++++ Provided entries

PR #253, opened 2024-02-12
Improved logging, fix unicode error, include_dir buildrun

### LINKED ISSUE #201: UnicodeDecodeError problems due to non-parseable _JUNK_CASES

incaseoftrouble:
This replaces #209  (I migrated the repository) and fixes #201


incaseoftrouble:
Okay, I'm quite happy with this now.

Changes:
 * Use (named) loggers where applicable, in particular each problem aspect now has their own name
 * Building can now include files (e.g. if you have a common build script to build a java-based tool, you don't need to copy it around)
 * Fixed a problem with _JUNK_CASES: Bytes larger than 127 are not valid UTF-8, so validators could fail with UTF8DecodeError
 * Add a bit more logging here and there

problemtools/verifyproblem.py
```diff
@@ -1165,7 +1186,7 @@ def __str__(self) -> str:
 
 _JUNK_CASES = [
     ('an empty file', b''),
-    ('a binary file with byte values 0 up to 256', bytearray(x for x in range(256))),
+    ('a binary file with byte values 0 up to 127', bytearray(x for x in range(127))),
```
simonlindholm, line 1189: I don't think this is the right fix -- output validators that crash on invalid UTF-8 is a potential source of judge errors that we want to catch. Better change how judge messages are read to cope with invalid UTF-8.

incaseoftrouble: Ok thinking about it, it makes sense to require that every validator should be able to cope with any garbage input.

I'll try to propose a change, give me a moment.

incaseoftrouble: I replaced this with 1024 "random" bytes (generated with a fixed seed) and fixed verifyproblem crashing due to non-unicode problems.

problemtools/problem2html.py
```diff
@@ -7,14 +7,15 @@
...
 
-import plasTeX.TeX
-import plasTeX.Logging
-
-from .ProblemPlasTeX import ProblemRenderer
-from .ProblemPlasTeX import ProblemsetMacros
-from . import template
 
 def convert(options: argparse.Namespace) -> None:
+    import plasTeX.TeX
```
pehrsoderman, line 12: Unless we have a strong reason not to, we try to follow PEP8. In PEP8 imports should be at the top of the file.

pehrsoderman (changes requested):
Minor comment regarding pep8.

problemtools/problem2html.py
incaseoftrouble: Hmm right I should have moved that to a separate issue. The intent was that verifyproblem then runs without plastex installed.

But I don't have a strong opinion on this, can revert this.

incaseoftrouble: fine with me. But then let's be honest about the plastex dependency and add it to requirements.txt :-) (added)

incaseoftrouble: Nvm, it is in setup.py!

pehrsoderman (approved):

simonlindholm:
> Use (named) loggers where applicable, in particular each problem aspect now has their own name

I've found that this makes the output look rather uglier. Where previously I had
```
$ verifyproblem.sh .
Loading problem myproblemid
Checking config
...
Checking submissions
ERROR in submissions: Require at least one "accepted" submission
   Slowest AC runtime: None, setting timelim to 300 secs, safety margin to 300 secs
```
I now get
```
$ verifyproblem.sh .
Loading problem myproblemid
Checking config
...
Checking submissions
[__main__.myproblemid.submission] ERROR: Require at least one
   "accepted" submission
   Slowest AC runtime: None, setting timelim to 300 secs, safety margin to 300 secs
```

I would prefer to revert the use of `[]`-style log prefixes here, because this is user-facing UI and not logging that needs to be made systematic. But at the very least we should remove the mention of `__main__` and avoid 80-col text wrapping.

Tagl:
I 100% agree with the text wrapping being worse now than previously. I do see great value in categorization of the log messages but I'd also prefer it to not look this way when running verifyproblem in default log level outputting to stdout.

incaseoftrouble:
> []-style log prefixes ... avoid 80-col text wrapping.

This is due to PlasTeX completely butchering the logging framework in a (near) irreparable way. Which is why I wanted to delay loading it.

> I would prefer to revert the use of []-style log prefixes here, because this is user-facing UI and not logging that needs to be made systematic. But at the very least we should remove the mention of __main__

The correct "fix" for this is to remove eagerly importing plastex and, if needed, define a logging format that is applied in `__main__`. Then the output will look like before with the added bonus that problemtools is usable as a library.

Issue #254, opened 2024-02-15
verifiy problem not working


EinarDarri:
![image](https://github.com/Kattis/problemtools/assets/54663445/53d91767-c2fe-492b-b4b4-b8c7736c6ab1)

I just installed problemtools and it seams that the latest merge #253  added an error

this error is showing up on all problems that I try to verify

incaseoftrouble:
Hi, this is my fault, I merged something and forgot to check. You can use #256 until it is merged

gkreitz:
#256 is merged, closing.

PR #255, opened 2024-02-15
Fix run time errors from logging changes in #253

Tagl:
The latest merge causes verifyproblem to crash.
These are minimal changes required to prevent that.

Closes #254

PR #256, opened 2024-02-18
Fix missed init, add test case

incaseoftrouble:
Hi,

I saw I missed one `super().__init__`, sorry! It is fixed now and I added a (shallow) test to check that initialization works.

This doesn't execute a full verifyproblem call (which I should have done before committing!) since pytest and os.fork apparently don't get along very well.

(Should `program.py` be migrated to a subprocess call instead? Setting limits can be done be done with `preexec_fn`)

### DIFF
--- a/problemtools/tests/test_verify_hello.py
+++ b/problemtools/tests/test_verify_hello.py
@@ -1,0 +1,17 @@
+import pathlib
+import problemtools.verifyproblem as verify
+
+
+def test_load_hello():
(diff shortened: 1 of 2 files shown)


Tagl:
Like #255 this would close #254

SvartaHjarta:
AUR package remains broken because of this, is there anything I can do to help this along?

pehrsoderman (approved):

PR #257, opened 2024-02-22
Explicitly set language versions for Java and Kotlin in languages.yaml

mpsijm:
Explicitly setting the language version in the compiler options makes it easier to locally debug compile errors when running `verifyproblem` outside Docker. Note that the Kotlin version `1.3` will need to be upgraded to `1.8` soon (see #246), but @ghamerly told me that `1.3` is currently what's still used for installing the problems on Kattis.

++++++++
++++ Provided entries

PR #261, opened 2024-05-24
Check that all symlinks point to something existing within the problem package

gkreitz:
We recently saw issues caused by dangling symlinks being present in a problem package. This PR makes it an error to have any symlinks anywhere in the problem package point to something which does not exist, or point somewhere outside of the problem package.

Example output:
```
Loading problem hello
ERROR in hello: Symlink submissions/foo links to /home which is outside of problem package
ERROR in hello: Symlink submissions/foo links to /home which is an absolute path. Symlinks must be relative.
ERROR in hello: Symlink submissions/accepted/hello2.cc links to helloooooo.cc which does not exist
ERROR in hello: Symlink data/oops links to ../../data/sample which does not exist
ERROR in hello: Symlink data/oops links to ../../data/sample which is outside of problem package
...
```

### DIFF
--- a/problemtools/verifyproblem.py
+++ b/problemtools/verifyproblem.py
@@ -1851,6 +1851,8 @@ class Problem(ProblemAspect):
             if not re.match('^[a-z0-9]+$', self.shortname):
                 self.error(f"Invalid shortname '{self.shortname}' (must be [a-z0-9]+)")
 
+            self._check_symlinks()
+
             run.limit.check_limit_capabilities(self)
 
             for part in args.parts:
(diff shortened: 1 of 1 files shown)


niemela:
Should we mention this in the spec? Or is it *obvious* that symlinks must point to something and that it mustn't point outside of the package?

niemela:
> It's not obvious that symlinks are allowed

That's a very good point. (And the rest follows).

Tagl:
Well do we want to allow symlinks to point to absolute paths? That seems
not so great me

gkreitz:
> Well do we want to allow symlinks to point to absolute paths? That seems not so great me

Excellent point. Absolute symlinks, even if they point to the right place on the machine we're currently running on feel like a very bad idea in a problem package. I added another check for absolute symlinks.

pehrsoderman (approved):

++++++++

● Problem
Please reproduce, exactly as they appear above, the lines from the line containing "PR #253, opened 2024-02-12" up to and including the line containing "Okay, I'm quite happy with this now.".

● Reply to the task
PR #253, opened 2024-02-12
Improved logging, fix unicode error, include_dir buildrun

### LINKED ISSUE #201: UnicodeDecodeError problems due to non-parseable _JUNK_CASES

incaseoftrouble:
This replaces #209  (I migrated the repository) and fixes #201


incaseoftrouble:
Okay, I'm quite happy with this now.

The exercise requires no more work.